Solve the Initial Value Problem and Plot the Particular Solution with the direction field (MAPLE) I am fairly new at MAPLE and I'm having some trouble solving this ODE. 
$$(t+1)\frac{dy}{dt}-2(t^2+t)y=\frac{e^{t^2}}{t+1}$$
My initial value problem is $$t>-1, y(0)=5$$
I put the equation in standard form and typed into maple

However I am aware that when my initial value is $y(0)=5$ my equation becomes $4=0$ which is not possible. So I am confused on whether or not it is possible to find a general solution. 
 A: Hint
$$(t+1)\frac{dy}{dt}-2(t^2+t)y=\frac{e^{t^2}}{t+1}$$
Since $t >-1$ then $t \neq -1$
$$y'-2ty=\frac{e^{t^2}}{(t+1)^2}$$
$e^{-t^2}$as integrating factor
$$(ye^{-t^2})'=\frac{1}{(t+1)^2}$$
$$(ye^{-t^2})=\int \frac{dt}{(t+1)^2}$$
$$y=e^{t^2}\int \frac{dt}{(t+1)^2}$$
Substitute $u=t+1$
$$y=e^{t^2}\int \frac{du}{u^2}$$
The general solution is
$$y=e^{t^2}(K-\frac{1}{t+1})$$
$$y(0)=5 \implies K-1=5 \implies K=6$$
Solution with initial condition
$$\boxed {y(t)=e^{t^2}\left(\frac{6t+5}{t+1}\right)}$$
A: The image of your Maple code shows an italic e, which indicates that you may have tried to just type the letter "e" as the base of the natural logarithm.

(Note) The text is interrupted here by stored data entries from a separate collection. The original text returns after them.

PR #1580, opened 2026-08-20
fix(cowork): carry the toggle's degraded-success caveats out on the payload (#1438)

### LINKED ISSUE #1438: Cowork toggle discards the Rust command's degraded-success message
Found by the silent-failure lens on `fix/c4-wizard-cowork`. Left out of that PR because the fix needs a shape decision and touches `src-tauri/src/lib.rs`.

## What happens

`cowork_toggle_integration` returns `Result<String, String>` and deliberately encodes **degraded success** in the `Ok` arm:

- Disable: `Ok("Cowork disabled (a leftover firewall rule may remain — harmless; Tandem's server only listens on this computer)")` when `firewall::remove_cowork_rules()` failed.
- Enable: `Ok(format!("Cowork enabled: {workspace_count} workspace(s) configured"))` is returned **even when `success_count < workspaces.len()`**. The partial install is only `log::warn!`'d on the Rust side.

The client `await`s the call and throws the string away (`handleToggleOn` / `handleToggleOff` in `src/client/components/CoworkSettings.svelte`), and `withInvoke` then sets `inlineToastMessage = null` on success. So a partial multi-workspace install and a leftover firewall rule both render as an unqualified green success.

## User impact

A user with three Cowork workspaces where two failed to install sees "Enabled" and a check badge. The failure exists only in a Tauri log they have no route to.

## Why it is not just a client fix

Branching on the message text would couple the client to Rust string literals. The better shape is a structured return — `{ ok, warnings[] }` — so the client can render warnings without string-matching. That is an API change to a Tauri command plus its callers, which is why it is its own issue.

## Notes

- No test asserts on the returned string from either handler today.
- Related but distinct: #1437 (an honest refetch reporting a non-commit) and #1436 (`unknown` preflight overloading two meanings).

bloknayrb:
Closes #1438.

## The defect

`cowork_toggle_integration` has always encoded **degraded success** in its `Ok` arm as English folded into the success string. Every client call site awaited the invoke and threw the value away, and `withInvoke` then cleared the toast — so all of it rendered as an unqualified green success.

A user with three Cowork workspaces where two failed to install saw **"Enabled"** and a check badge. The failure existed only in a Tauri log they have no route to.

## The fix

The `Ok` payload is now `CoworkToggleReport { message, warnings }`.

Splitting the payload rather than teaching the client to read the message is the shape the issue proposed, and for the reason it gives: branching on message text would couple the client to Rust string literals, so a reworded warning would silently stop rendering — the same class of failure moved one layer out and made harder to see. `warnings` is never a failure channel; a rejected invoke is still the only way the command reports one.

### Three producers, one of which the issue did not list

| Path | Before |
|---|---|
| Enable, partial multi-workspace install | `log::warn!` only |
| Disable, firewall removal failed | folded into the success string |
| **Disable, partial uninstall** | `log::warn!` only |

The third is the same defect one line away from the one the issue names, so it is fixed here too.

`partial_workspace_warning` is a pure helper outside the `cfg(target_os = "windows")` gate so its tests run on every CI leg (precedent: `parse_netstat_listening_pid` and its siblings). It returns `None` for zero workspaces and for a clean pass, and is deliberately **not** the all-failed case — both toggle arms return `Err` before reaching it, because an operation that landed nowhere is a failure, not a degraded success. A test pins that the gate is the *caller*, so a refactor that routes all-failed through here has to make that decision on purpose rather than silently turning a hard failure into a green toast with a caveat.

### Client

`toggleWarnings()` reads the payload defensively, because **a desktop shell can be newer than the sidecar it launched**: a pre-#1438 sidecar resolves with a bare string, and `.warnings.length` on that throws inside the handler and turns a successful enable into a red error banner — worse than the silence this issue is about. Non-string entries are dropped rather than stringified, since `String({})` puts `[object Object]` in a user-facing banner.

The settings panel renders them in a `role="status"` block (`cowork-toggle-warnings`) — deliberately **not** the `role="alert"` error banner, because the operation committed and painting a caveat in an error's clothing is the opposite failure. The list is cleared at the **start** of each toggle rather than in `withInvoke`, so a toggle that throws leaves the error standing alone instead of beside caveats from the previous, successful run.

### Scope call worth reviewing

The three other call sites — `CoworkOnboardingStep`, `IntegrationWizardModal`, `CoworkAdminDeclinedModal` — deliberately **do not** render the warnings, and each now says so with its reason: all three leave or close on success, so a caveat shown there is discarded before it can be read, and the per-workspace facts behind it come back on every `cowork_get_status` as `WorkspaceStatus.fileStatus`, which the settings panel already renders (`CoworkSettings.svelte:430`).

If you'd rather those surfaces hold their navigation and show the caveat, that is a UX decision I did not want to make unilaterally — say the word and I'll add it.

## One mutation came back GREEN, and was right to

Replacing `toggleWarnings`' `typeof result !== "object"` guard with a bare null check changed **no** behaviour: property access on a string yields `undefined` and falls through to the `Array.isArray` gate. The guard was unreachable, so it is deleted rather than tested around, and the comment records why only `null` and `undefined` need the early return.

## Verification

- `npm run typecheck` — clean
- `biome check` — clean
- `cargo test` (Linux) — 133 + 16 + 4 + 1 pass, 0 fail, 1 ignored
- `npm test` — 7744 passed, 24 skipped
- `npm run test:e2e` — 358 passed, 11 skipped, exit 0

**Nine valid mutations, all RED** (each hash-guarded before and after):

| Mutation | Result |
|---|---|
| Handler discards the warnings (the original defect) | 2 failed |
| Banner never mounts | 3 failed |
| Drop the per-attempt reset | 1 failed |
| `role="alert"` instead of `role="status"` | 1 failed |
| Drop the non-string filter | 1 failed |
| Drop the null/undefined guard | 1 failed |
| Drop the `Array.isArray` gate | 1 failed |
| Helper always returns `None` | 3 failed |
| Firewall caveat loses the half that says why it is harmless | 1 failed |

One `data-testid` added, none removed; manifest and snapshot regenerated per Critical Rule 7.

## Interaction with open PRs

`cowork_toggle_integration`'s tail is also touched by #1559 (makes a failed meta persist fatal). The conflict is one hunk and mechanical: #1559 replaces the `Ok(format!(…))` line this PR turns into `Ok(CoworkToggleReport { … })`. Neither depends on the other's semantics.

## Unverified

The Windows call site is not compiled by a Linux `cargo test` — `lib.rs` is parsed but the cfg-gated arm is stripped before type-check. That falls to CI's `rust-test (windows-latest)` leg. The pure helper and the whole client half are exercised on every leg.

## Tier

**Not tier A** — adds a user-visible banner and a new testid. Needs a look on Windows hardware before merge, specifically that a real partial-install warning reads sensibly at the panel's width.

---

### DIFF
--- a/docs/design-system-impl/testid-manifest.md
+++ b/docs/design-system-impl/testid-manifest.md
@@ -308,7 +308,10 @@ shipped and were removed:
   Thirteen more live regions app-wide still have the pre-#1376 shape (#1431).
 - `cowork-admin-declined-{backdrop,modal,confirm-disable,error,status-error,disable-btn,disable-confirm-btn,disable-cancel-btn,retry-btn,learn-more-link}`
 - `cowork-settings{,-loading,-unsupported,-undetected,-error}`,
-  `cowork-toggle`, `cowork-toggle-checkbox`, `cowork-inline-toast`, `cowork-explainer`,
+  `cowork-toggle`, `cowork-toggle-checkbox`, `cowork-inline-toast`,
+  `cowork-toggle-warnings` (degraded-success caveats from the last toggle — a
+  `role="status"` block, deliberately not the `role="alert"` error banner, #1438),
+  `cowork-explainer`,
   `cowork-enable-{confirm,confirm-btn,cancel-btn}`,
   `cowork-vethernet-cidr`,
   `cowork-reachability` (post-enable stdio-channel reachability verdict, #1174 gap #3),
--- a/src-tauri/src/lib.rs
+++ b/src-tauri/src/lib.rs
@@ -4515,6 +4515,86 @@ mod enable_persist_outcome_tests {
             !msg.contains("plugin entries"),
             "message must not claim plugin entries were installed when none were: {msg}"
         );
+    }
+}
+
+/// Did this workspace's `installed_plugins.json` write actually land?
+///
+/// **The subtlety this exists to name: an `Ok` does not mean it landed.**
+/// Both `install_tandem_plugin_into_workspace` and
+/// `uninstall_tandem_plugin_from_workspace` return
+/// `Ok(WorkspaceWriteReport { installed_plugins: WriteStatus::Failed(..) })`
+/// for a per-file failure -- e.g. a revalidation failure in the uninstall path
+/// (`cowork_installer.rs`) -- reserving `Err` for a failure to even reach the
+/// file. So `r.is_ok()` counts a workspace that still holds its plugin entry
+/// as a success.
+///
+/// Both arms of `cowork_toggle_integration` decide "did this workspace
+/// succeed?" more than once -- for the hard all-failed check and again for the
+/// #1438 degraded-success warning -- and the two must not disagree. They did:
+/// the disable arm's warning used a bare `is_ok()` while its own all-failed
+/// check used the `WriteStatus` test right above it, so a partial uninstall
+/// whose failures were all non-`Err` produced no warning at all. That is the
+/// commonest failure shape and precisely the case the warning was added for.
+/// Routing every such decision through this one predicate is what keeps them
+/// in step.
+#[cfg(target_os = "windows")]
+fn workspace_entry_written(
+    report: &Result<cowork_installer::WorkspaceWriteReport, cowork_atomic_json::CoworkError>,
+) -> bool {
+    matches!(
+        report,
+        Ok(r) if matches!(
+            r.installed_plugins,
+            cowork_installer::WriteStatus::Ok | cowork_installer::WriteStatus::AlreadyPresent
+        )
+    )
+}
+
+#[cfg(all(test, target_os = "windows"))]
+mod workspace_entry_written_tests {
+    use super::workspace_entry_written;
+    use crate::cowork_atomic_json::CoworkError;
+    use crate::cowork_installer::{WorkspaceWriteReport, WriteStatus};
+
+    fn report(status: WriteStatus) -> Result<WorkspaceWriteReport, CoworkError> {
+        Ok(WorkspaceWriteReport {
+            workspace_id: "ws".into(),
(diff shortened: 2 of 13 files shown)


bloknayrb:
Manually verified on Windows 11 (10.0.26200) before merge.

**Rebased** onto master (four conflicts: three in `src-tauri/src/lib.rs`, one in `CoworkSettings.svelte`). The Svelte side keeps HEAD's #1559 four-case read-back and grafts the warning list onto it; the Rust side keeps warnings on the `Ok` arm only.

**One defect found and fixed.** `uninstall_failures` filtered on hard `Err` alone, while the *same function's* `workspace_all_failed` already treated an `Ok(report)` whose `installed_plugins` is `Failed`/`Locked`/`SchemaDrift` as a failure. `uninstall_tandem_plugin_from_workspace` returns `Ok(..Failed(..))` for a per-file failure and reserves `Err` for not reaching the file at all — so the commonest partial-uninstall shape produced no warning at all, which is the exact silence this PR exists to remove.

Extracted `workspace_entry_written` so all five decision sites share one predicate. Pinned with tests: mutating it to `report.is_ok()` reddens `an_ok_carrying_a_failed_status_is_not_written` and nothing else. The tests are Windows-gated and CI's `rust-test` job runs on `windows-latest`, so they execute.

**Also fixed:** widening the retry command's return type to `CoworkToggleReport` broke #1560's source-text pin, which hardcoded `Result<String, String>` — it failed on its own anchor rather than on what it pins. Return type left open; the #1560 positive control still passes, so the pin still discriminates.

That would be committing a common usage mistake.
If entered correctly the terms like exp(t^2) would get displayed in 2D Output as an upright Roman "e" rather than with an italic "e" as the base.
In 1D plaintext Maple code the input would look like as follows (where I also show 1D output just for simplicity of my inlining the code here).
restart;

eq := diff(y(t),t)*(t+1) - 2*(t^2+t)*y(t) = exp(t^2)/(t+1);

                                                          2
               /d      \               2             exp(t )
         eq := |-- y(t)| (t + 1) - 2 (t  + t) y(t) = -------
               \dt     /                              t + 1

dsolve({eq, y(0)=5});

                      /    1      \      2
               y(t) = |- ----- + 6| exp(t )
                      \  t + 1    /

normal(%);

                                      2
                       (5 + 6 t) exp(t )
                y(t) = -----------------
                             t + 1

To enter exp(t^2) while in (default) fancy 2D Input mode in a Maple Document, you have three choices:
1) Just type it in as exp(t^2)
2) Use the Expression palette in the GUI's left panel which has an item for inserting a typeset 2D e^blah .
3) Type the letters exp and then the Esc key, to get a popup of command-completion suggestions, one of which is in the typeset e^blah form.
The keyboard acceleration to invoke command-completion varies by platform, and on Linux the Esc key does it. See the Help system for details, or look here.